[spambayes-dev] RE: [Spambayes] How low can you go?

Thu Dec 25 17:10:24 EST 2003

[Seth Goodman]
> ...
> If I can have the Outlook binary and non-Outlook source working at
> the same time,

Probably, but I don't really know.  I run the Outlook addin directly from a
CVS checkout of spambayes, and have never used the binary installer (I don't
object to it <wink>, it's just that using it would consume a little more
non-existent "spare time").

> is there a way to convert my saved Outlook mail folders to mbox
> format

export.py in the spambayes Outlook2000 directory works fine, and I just
checked in a pile of changes so it works even finer.
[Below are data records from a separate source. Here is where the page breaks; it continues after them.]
PR #1692, opened 2014-10-25
Events reported by forked tests should be sequence of (String, SuiteResult)

fiadliel:
Currently events reported by forked tests are a `Map[String, SuiteResult]`. With some configurations (in particular, nested suites in ScalaTest), the suite name is the same for all nested suites. Using a Map causes loss of reporting information for all but one tests with the same name.

Changing this to a Seq allows all results to be reported.

This is related to https://github.com/scalatest/scalatest/issues/167
Also related to https://github.com/sbt/sbt/pull/1364
But this fixes the issue when `fork in Test := true`.

Example failure at https://gist.github.com/fiadliel/4071e61b3fd9331a81d4

### DIFF
--- a/main/actions/src/main/scala/sbt/Tests.scala
+++ b/main/actions/src/main/scala/sbt/Tests.scala
@@ -25,7 +25,7 @@ object Tests {
    * @param events The result of each test group (suite) executed during this test run.
    * @param summaries Explicit summaries directly provided by test frameworks.  This may be empty, in which case a default summary will be generated.
    */
-  final case class Output(overall: TestResult.Value, events: Map[String, SuiteResult], summaries: Iterable[Summary])
+  final case class Output(overall: TestResult.Value, events: Seq[(String, SuiteResult)], summaries: Iterable[Summary])
 
   /**
    * Summarizes a test run.
@@ -246,10 +246,10 @@ object Tests {
     }
 
   def processResults(results: Iterable[(String, SuiteResult)]): Output =
-    Output(overall(results.map(_._2.result)), results.toMap, Iterable.empty)
+    Output(overall(results.map(_._2.result)), results.toSeq, Iterable.empty)
   def foldTasks(results: Seq[Task[Output]], parallel: Boolean): Task[Output] =
     if (results.isEmpty)
-      task { Output(TestResult.Passed, Map.empty, Nil) }
+      task { Output(TestResult.Passed, collection.mutable.ListBuffer.empty, Nil) }
     else if (parallel)
       reduced(results.toIndexedSeq, {
         case (Output(v1, m1, _), Output(v2, m2, _)) => Output(if (v1.id < v2.id) v2 else v1, m1 ++ m2, Iterable.empty)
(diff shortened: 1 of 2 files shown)


typesafe-tools:

main/actions/src/main/scala/sbt/Tests.scala
```diff
@@ -25,7 +25,7 @@ object Tests {
    * @param events The result of each test group (suite) executed during this test run.
    * @param summaries Explicit summaries directly provided by test frameworks.  This may be empty, in which case a default summary will be generated.
    */
-  final case class Output(overall: TestResult.Value, events: Map[String, SuiteResult], summaries: Iterable[Summary])
+  final case class Output(overall: TestResult.Value, events: Seq[(String, SuiteResult)], summaries: Iterable[Summary])
```
jsuereth, line 28: Unfortunately, this breaks binary compatibility :(.  I think what you've done is correct, but we cannot accept this in the 0.13.x series, unfortunately, due to breakages.

What you could do:

``` scala
final case class Output(overall: TestResult.Value, eventSequence: Seq[(String, SuiteResult)], summaries: Iterable[Summary]) {
  @deprecated("0.13.8", "Use the event sequence version instead")
  def this(overall: TestResult.Value, events: Map[String, SuiteResult], summaries: Iterable[Summary]) =
     this(overall, events.toSeq, summaries)
  @deprecated("0.13.8", "use eventSequence instead")
  final def events: Map[String, SuiteResult] = eventSequence.toMap
  // Override copy and unapply methods..... (lots of ugly work)
}
```

Option #2 is to create a new type "Output2" or some such while deprecating this entire case class.

Option #3, of course, is to wait for sbt 1.0.

fiadliel:
Option 1: while I'm willing to do the work, and I think it almost compiles, the resulting API seems quite dissonant --- Output.unapply providing a different signature to the main constructor feels wrong.

Option 2: seems ugly but only needs to be kept until 1.0. I think it ends up better for the user.

The issue is not urgent for us, since it's a known issue (now), and it's obvious what scalatest features to avoid. But I think a fix is worth adding, even if the API is ugly, because the bug could be an unexploded landmine for a lot of people...

WDYT?

jsuereth:
Yeah, I agree the API gets super ugly/bad.   Let try Option 2.  I don't like leaving landmines either. If there's anyway we can help here, let me know.  Pretty soon, we'll be refreshing the 1.0 branch for breaking changes, and we can try to cross-post this one.

jsuereth:
@fiadliel Would you be ok if I moved this PR into a "feature/test-improvements" branch for us to tweak this around?  You can submit further PRs there until it's ready to go into 0.13 or 1.0 branches.

fiadliel:
Yes, that's fine. Sorry I didn't get back to this yet this week.

dwijnand:
@fiadliel you still interested in this?

eed3si9n:
Closing this for now due to inaction.
Please reopen this against 1.0.x branch if you're still interested.

PR #1694, opened 2014-10-25
Fix the run logic so the mainClass setting is actually used when set.

jsuereth:
This is one of those super hard to test scenarios where the "main class" being run is a from a different JAR (i.e. we'll never discover one).    More importantly, the run task wasn't using the configured main class due to, what appears to be, a refactoring mixup we didn't catch during code review of the new select-main-class warning.

Review by @eed3si9n cc @fommil

### DIFF
--- a/main/src/main/scala/sbt/Defaults.scala
+++ b/main/src/main/scala/sbt/Defaults.scala
@@ -264,7 +264,7 @@ object Defaults extends BuildCommon {
     definedSbtPlugins <<= discoverPlugins,
     discoveredSbtPlugins <<= discoverSbtPluginNames,
     inTask(run)(runnerTask :: Nil).head,
-    selectMainClass := pickMainClass(discoveredMainClasses.value) orElse askForMainClass(discoveredMainClasses.value),
+    selectMainClass := mainClass.value orElse askForMainClass(discoveredMainClasses.value),
     mainClass in run := (selectMainClass in run).value,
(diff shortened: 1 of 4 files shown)


eed3si9n:
#1669
This should be reviewed by @kretes

kretes:
This will not change what was introduced in #1669 .
Pity there are no test for those behaviours. Could you point to some test that for given sbt project verifies what the actual value of some sbt setting is? I guess it's needed here to avoid regression in the future

jsuereth:
I was actually used a custom publishe dproject for the test.  I'll see if I can expand the regression test suite with such a test, albeit I'm hesitant to do so, as anythign which requries publishing to a local artifactory is cause of flakiness in travis (it seems).

jsuereth:
Ok guys, I added an automated test.

kretes:
Yes, that works. However this scripted test scenario is not really easy to follow.
I would imagine an assertion like 'ensure mainClass is "Test"' instead of specifying an sbt job to run.
I should dig into scripted plugin more to understand how to use it better

jsuereth:
@jaceklaskowski The inter-project resolver is how we fake ivy into understanding internal project dependencies within an sbt build.  What sbt does for "dependsOn" is two-fold.
1. We set up a dependency in IVY so any generated poms/ivy files are correct in specifying the dependencies
2. We use inter-project resolver and sbt-task dependencies to figure out what the classpath should be and ensure the sub-project is compiled before the dependent project.

So inter-project comes from sbt-itself.

Issue #1696, opened 2014-10-25
Resolvers doc out of sync: bintrayRepo and jcenterRepo don't exist


erikkaplun:
The doc at http://www.scala-sbt.org/0.13/docs/Resolvers.html has:

> Resolver.bintrayRepo("owner", "repo") This is the Bintray repository at https://dl.bintray.com/[owner]/[repo]/
> Resolver.jcenterRepo This is the Bintray JCenter repository at https://jcenter.bintray.com/

However, these do not seem to exist in reality:

> error: value jcenterRepo is not a member of object sbt.Resolver
> error: value bintrayRepo is not a member of object sbt.Resolver

I haven't checked the rest of the helpers.

jsuereth:
Which version of sbt are you using?

erikkaplun:
0.13.6 (sorry, should've mentioned)

jsuereth:
Can yu try sbt 0.13.7-RC1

> so that I _can_ see how the changes I make work on my own mail
> stream as well?

That's potentially more difficult than what you've (or I've!) been doing:
to run "what if I changed this or that?" experiments, you need to save every
email you ever get, and ensure that each one is correctly classified.  Else
you're not reproducing your original email stream, so it's anyone's guess
then what you'd really be testing.

Two days ago I created a new .pst file, with two folders "All ham" and "All
spam".  Since then I've been copying each message I get into one of them.
When it comes time to use export.py, I'll have to temporarily fiddle my
spambayes config to say that "All ham" is my (only) ham folder and "All
spam" my (only) spam folder (export.py gets its idea of where your ham and
spam training data are from your Outlook spambayes config file).

Copying all incoming msgs is a bit of a PITA for me, and if you use Outlook
rules too (I don't) to sort ham into different folders, may be a royal PITA.
So it goes -- Outlook wasn't designed for running spam-filter experiments
(then again, no email client was, and that's why we have a "standard"
test-data directory structure of our own).

Ah, I've noted before that I throw away half my Unsures unclassified,
because I can't tell whether they're ham or spam (these are usually barely
intelligible msgs addressed to public "admin" or "help" kinds of addresses).
I'm making an arbitrary guess about each of those too, and saving a copy in
"All ham" or "All spam".  I *expect* a relatively high Unsure rate because
of this aspect of my email mix.  No part of the testing framework can be
talked into believing that Unsure is the *desired* outcome for a msg,
though, so I either have to make a guess about each, or damage the
experimental setup in unknown ways by not saving *all* my email.